### [What the exercise asks]
Report only how many lines of the records contain the word "constructDefaultLanguageTagValidator".

### [Provided data]
--- START ---

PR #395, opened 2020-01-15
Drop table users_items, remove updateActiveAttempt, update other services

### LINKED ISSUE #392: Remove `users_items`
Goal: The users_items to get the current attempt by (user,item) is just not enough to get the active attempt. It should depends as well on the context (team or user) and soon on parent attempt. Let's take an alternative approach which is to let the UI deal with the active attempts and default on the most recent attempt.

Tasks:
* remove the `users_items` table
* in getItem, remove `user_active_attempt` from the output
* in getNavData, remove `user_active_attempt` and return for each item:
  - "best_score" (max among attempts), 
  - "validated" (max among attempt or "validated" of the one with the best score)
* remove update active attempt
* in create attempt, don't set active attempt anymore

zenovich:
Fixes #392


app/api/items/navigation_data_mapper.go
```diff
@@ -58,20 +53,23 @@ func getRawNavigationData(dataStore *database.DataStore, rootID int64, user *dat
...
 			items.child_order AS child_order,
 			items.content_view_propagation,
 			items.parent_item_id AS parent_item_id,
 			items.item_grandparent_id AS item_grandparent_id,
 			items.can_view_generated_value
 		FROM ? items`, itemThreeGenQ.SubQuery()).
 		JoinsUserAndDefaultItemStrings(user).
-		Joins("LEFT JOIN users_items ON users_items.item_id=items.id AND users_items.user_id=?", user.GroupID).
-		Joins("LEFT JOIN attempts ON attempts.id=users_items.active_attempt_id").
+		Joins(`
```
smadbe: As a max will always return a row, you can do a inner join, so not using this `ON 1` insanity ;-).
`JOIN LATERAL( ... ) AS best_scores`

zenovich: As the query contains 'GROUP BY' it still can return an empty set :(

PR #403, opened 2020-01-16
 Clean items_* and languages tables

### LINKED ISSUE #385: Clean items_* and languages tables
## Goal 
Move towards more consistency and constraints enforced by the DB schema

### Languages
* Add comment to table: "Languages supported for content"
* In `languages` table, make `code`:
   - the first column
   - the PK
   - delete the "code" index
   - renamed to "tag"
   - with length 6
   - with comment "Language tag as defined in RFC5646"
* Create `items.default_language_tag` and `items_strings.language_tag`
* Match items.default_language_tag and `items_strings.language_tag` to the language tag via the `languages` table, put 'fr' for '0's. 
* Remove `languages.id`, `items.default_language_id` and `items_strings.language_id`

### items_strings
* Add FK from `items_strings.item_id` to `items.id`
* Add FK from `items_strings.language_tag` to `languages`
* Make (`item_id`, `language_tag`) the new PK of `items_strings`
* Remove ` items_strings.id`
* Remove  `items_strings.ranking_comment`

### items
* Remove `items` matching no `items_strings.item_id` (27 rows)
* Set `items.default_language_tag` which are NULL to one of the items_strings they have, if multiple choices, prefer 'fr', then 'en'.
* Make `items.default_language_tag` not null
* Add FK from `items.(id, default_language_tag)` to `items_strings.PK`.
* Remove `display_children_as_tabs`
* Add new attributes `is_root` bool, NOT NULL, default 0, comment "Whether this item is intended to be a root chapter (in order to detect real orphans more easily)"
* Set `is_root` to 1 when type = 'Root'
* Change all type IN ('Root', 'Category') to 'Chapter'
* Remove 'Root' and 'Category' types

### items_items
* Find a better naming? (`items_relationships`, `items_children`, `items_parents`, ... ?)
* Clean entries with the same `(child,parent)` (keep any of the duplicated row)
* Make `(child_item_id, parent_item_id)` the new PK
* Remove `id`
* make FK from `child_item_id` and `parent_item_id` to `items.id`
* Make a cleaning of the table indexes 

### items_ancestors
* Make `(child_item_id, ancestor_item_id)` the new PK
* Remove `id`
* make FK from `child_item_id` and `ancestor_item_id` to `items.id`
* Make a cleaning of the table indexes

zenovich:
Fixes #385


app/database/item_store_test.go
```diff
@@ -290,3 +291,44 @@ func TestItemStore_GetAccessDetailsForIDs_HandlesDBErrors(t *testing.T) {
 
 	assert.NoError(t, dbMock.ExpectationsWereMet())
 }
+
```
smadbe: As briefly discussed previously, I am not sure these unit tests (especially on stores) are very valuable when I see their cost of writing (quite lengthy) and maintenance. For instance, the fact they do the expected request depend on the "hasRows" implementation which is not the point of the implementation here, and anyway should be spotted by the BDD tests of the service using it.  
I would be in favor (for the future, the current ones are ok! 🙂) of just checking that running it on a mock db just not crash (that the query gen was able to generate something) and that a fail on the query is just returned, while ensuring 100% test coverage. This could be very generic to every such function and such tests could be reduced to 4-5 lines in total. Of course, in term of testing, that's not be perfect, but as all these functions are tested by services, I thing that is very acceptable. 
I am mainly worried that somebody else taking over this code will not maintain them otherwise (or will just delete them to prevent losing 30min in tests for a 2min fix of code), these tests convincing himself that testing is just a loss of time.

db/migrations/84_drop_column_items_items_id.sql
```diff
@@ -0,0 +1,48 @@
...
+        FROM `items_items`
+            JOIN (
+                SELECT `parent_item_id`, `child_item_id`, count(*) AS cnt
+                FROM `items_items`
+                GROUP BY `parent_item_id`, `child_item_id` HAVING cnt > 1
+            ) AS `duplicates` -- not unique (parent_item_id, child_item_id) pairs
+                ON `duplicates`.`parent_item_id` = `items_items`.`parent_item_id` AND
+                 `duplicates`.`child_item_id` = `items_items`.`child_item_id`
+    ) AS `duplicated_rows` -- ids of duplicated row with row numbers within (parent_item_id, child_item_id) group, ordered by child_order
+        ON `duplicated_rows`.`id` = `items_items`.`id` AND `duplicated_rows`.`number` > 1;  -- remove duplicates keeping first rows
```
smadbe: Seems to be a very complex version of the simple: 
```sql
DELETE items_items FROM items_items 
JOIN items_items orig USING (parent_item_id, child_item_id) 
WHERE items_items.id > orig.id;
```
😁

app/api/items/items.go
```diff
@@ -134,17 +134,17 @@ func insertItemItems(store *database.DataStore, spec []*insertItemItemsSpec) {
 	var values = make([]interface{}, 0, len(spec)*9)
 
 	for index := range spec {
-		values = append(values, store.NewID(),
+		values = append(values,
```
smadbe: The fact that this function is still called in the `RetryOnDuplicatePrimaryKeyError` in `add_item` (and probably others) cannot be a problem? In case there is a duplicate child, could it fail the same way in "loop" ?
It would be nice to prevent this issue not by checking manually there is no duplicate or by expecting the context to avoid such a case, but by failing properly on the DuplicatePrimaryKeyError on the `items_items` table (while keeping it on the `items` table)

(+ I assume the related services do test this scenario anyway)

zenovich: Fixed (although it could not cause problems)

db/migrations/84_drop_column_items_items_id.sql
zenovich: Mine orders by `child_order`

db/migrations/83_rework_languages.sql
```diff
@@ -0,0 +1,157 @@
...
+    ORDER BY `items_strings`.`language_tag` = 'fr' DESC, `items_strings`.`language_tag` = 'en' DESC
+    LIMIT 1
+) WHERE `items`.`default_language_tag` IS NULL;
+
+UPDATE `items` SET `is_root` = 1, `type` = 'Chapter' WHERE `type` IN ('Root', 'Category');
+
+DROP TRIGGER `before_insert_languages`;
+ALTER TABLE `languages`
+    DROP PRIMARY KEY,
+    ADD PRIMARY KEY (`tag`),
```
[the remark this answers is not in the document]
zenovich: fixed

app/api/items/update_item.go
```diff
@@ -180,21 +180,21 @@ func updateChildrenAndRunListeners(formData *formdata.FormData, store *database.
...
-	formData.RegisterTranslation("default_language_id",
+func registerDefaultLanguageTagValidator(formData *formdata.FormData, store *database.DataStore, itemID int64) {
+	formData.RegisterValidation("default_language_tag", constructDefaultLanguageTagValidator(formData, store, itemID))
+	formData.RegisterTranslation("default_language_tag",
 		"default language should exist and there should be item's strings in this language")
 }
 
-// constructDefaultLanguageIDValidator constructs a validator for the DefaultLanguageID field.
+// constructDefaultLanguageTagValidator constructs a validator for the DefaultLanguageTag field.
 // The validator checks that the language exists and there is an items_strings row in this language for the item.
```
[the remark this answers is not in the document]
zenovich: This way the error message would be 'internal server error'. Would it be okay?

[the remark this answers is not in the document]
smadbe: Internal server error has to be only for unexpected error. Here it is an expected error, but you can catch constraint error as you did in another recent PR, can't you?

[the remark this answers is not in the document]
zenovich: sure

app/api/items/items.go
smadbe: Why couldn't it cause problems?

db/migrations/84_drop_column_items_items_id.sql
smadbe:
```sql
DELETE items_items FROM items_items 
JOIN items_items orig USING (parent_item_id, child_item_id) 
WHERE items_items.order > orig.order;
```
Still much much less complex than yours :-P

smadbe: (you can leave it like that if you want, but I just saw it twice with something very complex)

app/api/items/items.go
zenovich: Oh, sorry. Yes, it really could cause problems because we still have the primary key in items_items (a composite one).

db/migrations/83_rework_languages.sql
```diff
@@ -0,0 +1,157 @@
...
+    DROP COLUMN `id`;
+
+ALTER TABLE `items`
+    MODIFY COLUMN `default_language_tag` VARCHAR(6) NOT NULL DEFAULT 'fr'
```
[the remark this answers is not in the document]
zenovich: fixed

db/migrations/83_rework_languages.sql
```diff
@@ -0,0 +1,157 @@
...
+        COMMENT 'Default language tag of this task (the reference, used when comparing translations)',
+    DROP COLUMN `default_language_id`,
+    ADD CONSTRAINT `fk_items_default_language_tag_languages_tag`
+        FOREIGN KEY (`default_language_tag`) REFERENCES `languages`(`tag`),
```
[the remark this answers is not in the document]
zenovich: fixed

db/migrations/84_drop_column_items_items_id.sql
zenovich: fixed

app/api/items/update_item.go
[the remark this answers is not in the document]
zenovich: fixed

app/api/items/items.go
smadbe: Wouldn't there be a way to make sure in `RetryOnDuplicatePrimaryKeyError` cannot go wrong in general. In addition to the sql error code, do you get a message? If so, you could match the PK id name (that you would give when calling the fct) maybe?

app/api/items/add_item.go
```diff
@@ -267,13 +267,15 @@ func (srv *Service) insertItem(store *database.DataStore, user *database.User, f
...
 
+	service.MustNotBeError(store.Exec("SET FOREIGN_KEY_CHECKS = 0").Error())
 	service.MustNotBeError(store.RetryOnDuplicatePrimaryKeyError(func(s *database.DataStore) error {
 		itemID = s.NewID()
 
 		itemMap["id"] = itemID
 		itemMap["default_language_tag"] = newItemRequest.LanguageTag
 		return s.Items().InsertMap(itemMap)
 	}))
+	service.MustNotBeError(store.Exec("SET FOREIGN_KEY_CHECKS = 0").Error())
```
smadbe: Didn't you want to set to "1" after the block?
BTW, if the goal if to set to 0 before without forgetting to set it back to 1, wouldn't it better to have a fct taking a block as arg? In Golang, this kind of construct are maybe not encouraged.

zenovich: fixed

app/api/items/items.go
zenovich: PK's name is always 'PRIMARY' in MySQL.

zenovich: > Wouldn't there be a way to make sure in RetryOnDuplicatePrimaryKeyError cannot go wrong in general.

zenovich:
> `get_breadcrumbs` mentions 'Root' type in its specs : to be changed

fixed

--- END ---

### [Response]
2